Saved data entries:
PR #1, opened 2015-08-15
Sps fixes

imbcmdth:
Roll up of my minor fixes to SPS parsing. No tests for `discardEmulationPreventionBytes` yet.

### DIFF
--- a/lib/exp-golomb.js
+++ b/lib/exp-golomb.js
@@ -53,7 +53,7 @@ muxjs.ExpGolomb = function(workingData) {
       workingBitsAvailable -= count;
     } else {
       count -= workingBitsAvailable;
-      skipBytes = count / 8;
+      skipBytes = Math.floor(count / 8);
 
       count -= (skipBytes * 8);
       workingBytesAvailable -= skipBytes;
--- a/test/test-sps.js
+++ b/test/test-sps.js
@@ -1,0 +1,25 @@
+window.testSPS = new Uint8Array([
+  0x00, 0x00, 0x00, 0x01,
+  103, 66, 192, 30,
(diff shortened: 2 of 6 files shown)


lib/exp-golomb.js
```diff
@@ -53,7 +53,7 @@ muxjs.ExpGolomb = function(workingData) {
       workingBitsAvailable -= count;
     } else {
       count -= workingBitsAvailable;
-      skipBytes = count / 8;
+      skipBytes = Math.floor(count / 8);
```
dmlap: Was this actually causing fractional numbers to be used in later calculations?

dmlap:
This one definitely could use a test case.

lib/exp-golomb.js
imbcmdth: Yes! But the issue was even more insidious.

The difficulty was that the error was transient because it only happened when `skipBits` crosses a "word" boundary (32-bit block.) What happens is that `skipBytes` is set to a float and `count` in the very next line (58) becomes `0`. 

While the first point means that `workingBytesAvailable` becomes a float, I am not sure that this was causing us any problems since we do not read all of the values in the RBSP.

But the second issue means that every time we crossed a word-boundary, we started reading again at the start of the word (because we never shifted to proper location after the boundary was crossed.)

imbcmdth:
Agreed.

test/test-sps.js
```diff
@@ -0,0 +1,25 @@
+window.testSPS = new Uint8Array([
```
dmlap: Given these are pretty tiny, I would consider just inlining them into the test case so you don't have go searching to find them. Not worth holding up the PR for, though.

PR #7, opened 2015-08-26
Start setting the baseMediaDecodeTime in fragments

imbcmdth:
We need to set the baseMediaDecodeTime so that MSE knows where, in time, it should plop segments

### DIFF
--- a/lib/transmuxer.js
+++ b/lib/transmuxer.js
@@ -464,6 +464,7 @@ AacStream = function() {
 
       // deliver the AAC frame
       this.trigger('data', {
+        pts: packet.pts,
         audioobjecttype: ((buffer[i + 1] >>> 6) & 0x03) + 1,
         channelcount: ((buffer[i + 1] & 1) << 3) |
           ((buffer[i + 2] & 0xc0) >>> 6),
@@ -493,6 +494,26 @@ AudioSegmentStream = function(track) {
   AudioSegmentStream.prototype.init.call(this);
 
   this.push = function(data) {
+    if (track.minPTS === undefined) {
+      track.minPTS = data.pts;
+    } else {
+      track.minPTS = Math.min(track.minPTS, data.pts);
+    }
+
+    if (track.maxPTS === undefined) {
+      track.maxPTS = data.pts;
+    } else {
+      track.maxPTS = Math.max(track.maxPTS, data.pts);
+    }
+
+    if (track && track.channelcount === undefined) {
+      track.audioobjecttype = data.audioobjecttype;
+      track.channelcount = data.channelcount;
+      track.samplerate = data.samplerate;
+      track.samplingfrequencyindex = data.samplingfrequencyindex;
+      track.samplesize = data.samplesize;
+    }
+
     // buffer audio data until end() is called
     aacFrames.push(data);
     aacFramesLength += data.data.byteLength;
@@ -902,10 +923,45 @@ VideoSegmentStream = function(track) {
   var
     sequenceNumber = 0,
     nalUnits = [],
-    nalUnitsLength = 0;
+    nalUnitsLength = 0,
+    config,
+    pps;
   VideoSegmentStream.prototype.init.call(this);
 
+  delete track.minPTS;
+
   this.push = function(data) {
+    if (track.minPTS === undefined) {
+      track.minPTS = data.pts;
+    } else {
+      track.minPTS = Math.min(track.minPTS, data.pts);
+    }
+
+    if (track.maxPTS === undefined) {
+      track.maxPTS = data.pts;
+    } else {
+      track.maxPTS = Math.max(track.maxPTS, data.pts);
+    }
+
+    // record the track config
+    if (data.nalUnitType === 'seq_parameter_set_rbsp' &&
+        !config) {
+      config = data.config;
+
+      track.width = config.width;
+      track.height = config.height;
+      track.sps = [data.data];
+      track.profileIdc = config.profileIdc;
+      track.levelIdc = config.levelIdc;
+      track.profileCompatibility = config.profileCompatibility;
+    }
+
+    if (data.nalUnitType === 'pic_parameter_set_rbsp' &&
+        !pps) {
+      pps = data.data;
+      track.pps = [data.data];
+    }
+
     // buffer video until end() is called
     nalUnits.push(data);
     nalUnitsLength += data.data.byteLength;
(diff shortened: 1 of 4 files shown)


dmlap:
@imbcmdth can you rebase this and see if that fixes the tests?

imbcmdth:
Tests Fixed!

lib/transmuxer.js
```diff
@@ -1029,61 +1142,27 @@ Transmuxer = function() {
...
+    .pipe(parseStream)
+    .pipe(elementaryStream);
+
   // remux the streams
   elementaryStream.pipe(aacStream);
   elementaryStream.pipe(h264Stream);
   elementaryStream.pipe(this.metadataStream);
 
-  // handle incoming data events
-  h264Stream.on('data', function(data) {
```
imbcmdth: This code has moved into the `push` function for the `VideoStream` constructor above. I saw no good reason for it to be here cluttering up the `Transmuxer` code.

lib/transmuxer.js
```diff
@@ -1029,61 +1142,27 @@ Transmuxer = function() {
...
-      videoTrack.profileCompatibility = config.profileCompatibility;
-    }
-    if (data.nalUnitType === 'pic_parameter_set_rbsp' &&
-        !pps) {
-      pps = data.data;
-      videoTrack.pps = [data.data];
-    }
-  });
-  // generate an init segment based on the first audio sample
-  aacStream.on('data', function(data) {
```
imbcmdth: This code has moved into the `push` function for the `AudioStream` constructor above. I saw no good reason for it to be here cluttering up the `Transmuxer` code.

lib/transmuxer.js
```diff
@@ -1029,61 +1142,27 @@ Transmuxer = function() {
...
-      audioTrack.audioobjecttype = data.audioobjecttype;
-      audioTrack.channelcount = data.channelcount;
-      audioTrack.samplerate = data.samplerate;
-      audioTrack.samplingfrequencyindex = data.samplingfrequencyindex;
-      audioTrack.samplesize = data.samplesize;
-    }
-  });
   // hook up the segment streams once track metadata is delivered
   elementaryStream.on('data', function(data) {
-    var triggerData = function(type) {
```
imbcmdth: I made this into a tiny little `Stream` so that `videoSegmentStream` and `audioSegmentStream` can simply be piped into it and it'll re-emit data through the `transmuxer`.

lib/transmuxer.js
```diff
@@ -1009,13 +1102,33 @@ Transmuxer = function() {
...
     audioTrack,
-    config,
-    pps,
+    earliestDTS,
 
     packetStream, parseStream, elementaryStream,
     aacStream, h264Stream,
     videoSegmentStream, audioSegmentStream;
 
+  this.dataEmitter = {
```
imbcmdth: Tiny `dataEmitter` stream to re-emit data it gets via `push` as the `Transmuxer`

lib/transmuxer.js
```diff
@@ -16,6 +16,9 @@ var TransportPacketStream, TransportParseStream, ElementaryStream,
     VideoSegmentStream, AudioSegmentStream, Transmuxer, AacStream,
     H264Stream, NalByteStream;
 
+// Helper functions
+var collectDTSInfo, clearDTSInfo, calculateTrackBMDT;
```
dmlap: DTS is a standard abbreviation so I think it's fine to use. I think "BMDT" is a bit more of a stretch and we should probably expand it.

lib/transmuxer.js
```diff
@@ -993,11 +1036,61 @@ VideoSegmentStream = function(track) {
...
+  if (track.minDTS === undefined) {
+    track.minDTS = data.dts;
+  } else {
+    track.minDTS = Math.min(track.minDTS, data.dts);
+  }
+
+  if (track.maxDTS === undefined) {
+    track.maxDTS = data.dts;
+  } else {
+    if (data.dts - track.maxDTS > 100) {
```
dmlap: This could use an explanatory comment.

lib/transmuxer.js
```diff
@@ -993,11 +1036,61 @@ VideoSegmentStream = function(track) {
...
+
+clearDTSInfo = function (track) {
+  delete track.minDTS;
+  delete track.maxDTS;
+  delete track.deltaDTS;
+};
+
+calculateTrackBMDT = function (track) {
+  var scale;
+  var nextExpectedBMDT = track.nextExpectedBMDT;
```
dmlap: One `var` per line unless you want to put together a patch to update the style across the whole project.

imbcmdth: Don't tempt me!

lib/transmuxer.js
dmlap: Very good move, it's much cleaner.

lib/transmuxer.js
dmlap: Is this intended to be accessed publicly? Seems like it should be scoped to the closure or at least underline-suffixed.

lib/transmuxer.js
```diff
@@ -1029,61 +1142,27 @@ Transmuxer = function() {
...
-        segment.set(mediaData, initSegment.byteLength);
-        self.trigger('data', {
-          type: type,
-          data: segment
-        });
-      };
-    }, i;
+    var i;
+
+    if (data.type === 'audio' || data.type === 'video') {
```
dmlap: Couldn't this be calculated by looking at the audio and video tracks whenever you need it?

imbcmdth: Not sure that I understand what you mean..

lib/transmuxer.js
```diff
@@ -993,11 +1036,61 @@ VideoSegmentStream = function(track) {
...
+
+calculateTrackBMDT = function (track) {
+  var scale;
+  var nextExpectedBMDT = track.nextExpectedBMDT;
+
+  track.baseMediaDecodeTime = track.minDTS - track.earliestDTS;
+
+  if (nextExpectedBMDT) {
+    // We arbitrarily decide that if the difference is greater than one
+    // second we should not attempt to "pull in" the segment in time
```
dmlap: I know this fixes some pretty big issues but I don't think we can use it in general. Unless I'm missing something, this will cause gradual errors in the relationship between the media timeline and PTS values. We need that relationship to stay stable so we can insert timed-metadata at the appropriate positions and seek accurately, for instance.

dmlap:
Spun off two issues we'll need to address at some point: #11 and #12. Otherwise, lgtm.

PR #13, opened 2015-09-04
608-over-708 caption parsing

dmlap:
This is still a work-in-progress-- it's not ready for a merge yet.

Add a caption stream to parse CEA-608 captions encapsulated in CEA-708 cc_data in an MPEG2-TS file. Currently, there is only very basic support for "pop-on" caption mode.


test/caption-stream-test.js
```diff
@@ -0,0 +1,283 @@
...
+
+  var captionStream;
+
+  module('Caption Stream', {
+    beforeEach: function() {
+      captionStream = new muxjs.mp2t.CaptionStream();
+    }
+  });
+
+  QUnit.skip('parses SEIs larger than 255 bytes', function() {
```
imbcmdth: The other ones are `not implemented` but this seems like a complete test. Just making sure that you didn't leave the skip in there by accident.

lib/caption-stream.js
```diff
@@ -0,0 +1,248 @@
...
+    this.displayed_ = '';
+    this.nonDisplayed_ = '';
+
+    this.push = function(packet) {
+      var data, swap, charCode;
+      // remove the parity bits
+      data = packet.ccData & 0x7f7f;
+
+      switch (data) {
+      case 0x0000:
```
imbcmdth: Would be nice to have these as named constants someplace. Would make this switch statement easier to grok.

lib/caption-stream.js
```diff
@@ -0,0 +1,248 @@
...
+
+    // only examine SEI NALs
+    if (event.nalUnitType !== 'sei_rbsp') {
+      return;
+    }
+    // parse the sei
+    sei = parseSei(event.data);
+
+    // ignore everything but user_data_registered_itu_t_t35
+    if (sei.payloadType !== 4) {
```
imbcmdth: Would be nice to have 4 be a named constant.

test/caption-stream-test.js
dmlap: Not quite finished-- I'd still have to fill out a more valid `data` property for the captionStream push a couple lines down.

imbcmdth:
Other than there being a few too many magic-numbers, LGTM :astonished:

lib/caption-stream.js
dmlap: I tried to comment each one and they're (currently) only used in this switch statement. Would you object to deferring that until we have to reference any of them elsewhere?

imbcmdth: My feeling is pretty much that you shouldn't need comments. But that is a stylistic preference. I would have a big object named `608PacketType` or somesuch with a nice name -> number mapping for the packets because I feel it makes it simpler to understand what it going on (considering it is already a not-straight forward state-machine type thing.)

test/caption-stream-test.js
imbcmdth: OK. Just checking.

lib/caption-stream.js
dmlap: So "nay" on the defer?

PR #14, opened 2015-09-08
Cross streams

imbcmdth:
First attempt at combining video/audio back into a single output segment.

Caveats:
* Stripped out the part where we try to pull in baseMediaDecodeTime of segments that are too far apart.

### DIFF
--- a/lib/transmuxer.js
+++ b/lib/transmuxer.js
@@ -14,7 +14,7 @@
 // object types
 var TransportPacketStream, TransportParseStream, ElementaryStream,
     VideoSegmentStream, AudioSegmentStream, Transmuxer, AacStream,
-    H264Stream, NalByteStream;
+    H264Stream, NalByteStream, CoalesceStream;
 
 // Helper functions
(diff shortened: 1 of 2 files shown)


lib/transmuxer.js
```diff
@@ -1114,6 +1103,75 @@ calculateTrackBaseMediaDecodeTime = function (track) {
...
+      offset += initSegment.byteLength;
+
+      // Append each moof (one per track) after the init segment
+      for (var i = 0; i < this.pendingBoxes.length; i++) {
+        segmentData.set(this.pendingBoxes[i], offset);
+        offset += this.pendingBoxes[i].byteLength;
+      }
+
+      // Emit the final segment via the transmuxer
+      transmuxer.trigger('data', {
```
dmlap: Could we have the transmuxer just listen for events on the coalesce stream and bubble them? Having this stream be aware of the transmuxer is inconsistent with the design of all the lower-level streams.

dmlap:
Tests are failing.

PR #15, opened 2015-09-08
Minor fixes

imbcmdth:
Two small fixes here:
* If a PMT has not been seen yet, defer processing PES packets until we have one.
* Clear the PPS and track config between segments so that we handle rendition switching correctly!

### DIFF
--- a/lib/transmuxer.js
+++ b/lib/transmuxer.js
@@ -114,6 +114,8 @@ TransportParseStream = function() {
   TransportParseStream.prototype.init.call(this);
   self = this;
 
+  this.packetsWaitingForPMT = [];
+  this.foundPMT = false;
   this.programMapTable = {};
 
   parsePsi = function(payload, psi) {
@@ -187,8 +189,14 @@ TransportParseStream = function() {
       offset += ((payload[offset + 3] & 0x0F) << 8 | payload[offset + 4]) + 5;
     }
 
+    self.foundPMT = true;
     // record the map on the packet as well
     pmt.programMapTable = self.programMapTable;
+
+    // if there are any packets waiting for a PMT to be found, process them now
+    while (self.packetsWaitingForPMT.length) {
+      self.processPES_.apply(self, self.packetsWaitingForPMT.shift());
+    }
   };
 
   parsePes = function(payload, pes) {
@@ -249,6 +257,7 @@ TransportParseStream = function() {
     var
       result = {},
       offset = 4;
+
     // make sure packet is aligned on a sync byte
     if (packet[0] !== 0x47) {
       return this.trigger('error', 'mis-aligned packet');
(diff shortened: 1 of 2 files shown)


lib/transmuxer.js
```diff
@@ -114,6 +114,8 @@ TransportParseStream = function() {
   TransportParseStream.prototype.init.call(this);
   self = this;
 
+  this.packetsWaitingForPMT = [];
```
dmlap: I've only been capitalizing the first letter of acronyms when camel-casing them elsewhere (e.g. `startPts`).

lib/transmuxer.js
```diff
@@ -187,8 +189,14 @@ TransportParseStream = function() {
       offset += ((payload[offset + 3] & 0x0F) << 8 | payload[offset + 4]) + 5;
     }
 
+    self.foundPMT = true;
```
dmlap: Is a separate variable for this necessary? Couldn't we just check `self.programMapTable !== undefined`?

dmlap:
The PPS and track config stuff could use a test.

lib/transmuxer.js
```diff
@@ -114,7 +114,8 @@ TransportParseStream = function() {
   TransportParseStream.prototype.init.call(this);
   self = this;
 
-  this.programMapTable = {};
+  this.packetsWaitingForPMT = [];
```
dmlap: `s/PMT/Pmt/`

lib/transmuxer.js
```diff
@@ -273,17 +280,26 @@ TransportParseStream = function() {
...
+      this.packetsWaitingForPMT.push([packet, offset, result]);
     } else {
-      result.streamType = this.programMapTable[result.pid];
-      result.type = 'pes';
-      parsePes(packet.subarray(offset), result);
+      this.processPES_(packet, offset, result);
     }
+  };
+
+  this.processPES_ = function (packet, offset, result) {
```
dmlap: Capitalization.

imbcmdth: So much nit-picky.

lib/transmuxer.js
```diff
@@ -189,6 +190,11 @@ TransportParseStream = function() {
 
     // record the map on the packet as well
     pmt.programMapTable = self.programMapTable;
+
+    // if there are any packets waiting for a PMT to be found, process them now
+    while (self.packetsWaitingForPMT.length) {
+      self.processPES_.apply(self, self.packetsWaitingForPMT.shift());
```
dmlap: Why is the `apply` necessary?

lib/transmuxer.js
dmlap: Stop being so sloppy ;)

PR #17, opened 2015-09-10
Clean up the debug page

dmlap:
Remove some code duplication. Layout and style the page a bit differently so big videos don't break things and it's easier to see the form. Allow the "active" input to be selected without modifying the source of the page.

### DIFF
--- a/debug/css/main.css
+++ b/debug/css/main.css
@@ -160,6 +160,16 @@ nav a:hover {
 section {
   clear: both;
 }
+fieldset {
+  margin: 4px;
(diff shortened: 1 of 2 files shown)


imbcmdth:
Looks great. Love the radio boxes! We will need to be able to force the selection of a specific type of output eventually but that would require muxer changes to pass along some sort of options.

:palm_tree:

dmlap:
Agreed on all those points. I'm sure the next round of enhancements aren't far off.

PR #18, opened 2015-09-11
Add roll-up CEA-608 captions mode

dmlap:
Shift to a data model in Cea608Stream that more accurately simulates the theoretical captions decoder from the spec. Use the new model to implement roll-up captions mode with 2, 3, and 4 row support.

### DIFF
--- a/lib/caption-stream.js
+++ b/lib/caption-stream.js
@@ -177,17 +177,48 @@
   // semantics see
   // http://www.gpo.gov/fdsys/pkg/CFR-2010-title47-vol1/pdf/CFR-2010-title47-vol1-sec15-119.pdf
   var PADDING                    = 0x0000,
+
+      // Pop-on Mode
       RESUME_CAPTION_LOADING     = 0x1420,
+      END_OF_CAPTION             = 0x142f,
+
+      // Paint-on Mode
+      RESUME_DIRECT_CAPTIONING   = 0x1429,
+
+      // Roll-up Mode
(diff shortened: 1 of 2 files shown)


lib/caption-stream.js
```diff
@@ -218,6 +244,37 @@
         // start measuring the time to display the caption
         this.startPts_ = packet.pts;
         break;
+
+      case RESUME_DIRECT_CAPTIONING:
+        console.log('paint-on');
```
gkatsev: intentional?

lib/caption-stream.js
```diff
@@ -177,17 +177,48 @@
...
+      ERASE_NON_DISPLAYED_MEMORY = 0x142e;
+
+  // the index of the last row in a CEA-608 display buffer
+  var BOTTOM_ROW = 14;
+  // CEA-608 captions are rendered onto a 34x15 matrix of character
+  // cells. The "bottom" row is the last element in the outer array.
+  var createDisplayBuffer = function() {
+    var result = [], i = BOTTOM_ROW + 1;
+    while (i--) {
+      result.push('');
```
gkatsev: any particular reason this is an array of strings rather than an array of arrays?

lib/caption-stream.js
dmlap: Dang it.

lib/caption-stream.js
dmlap: As in, an array of arrays of single character strings?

§ **Instructions to follow**
All lines in the records with the string "Couldn" should be copied out.

§ **Task answer**
dmlap: Couldn't this be calculated by looking at the audio and video tracks whenever you need it?
dmlap: Is a separate variable for this necessary? Couldn't we just check `self.programMapTable !== undefined`?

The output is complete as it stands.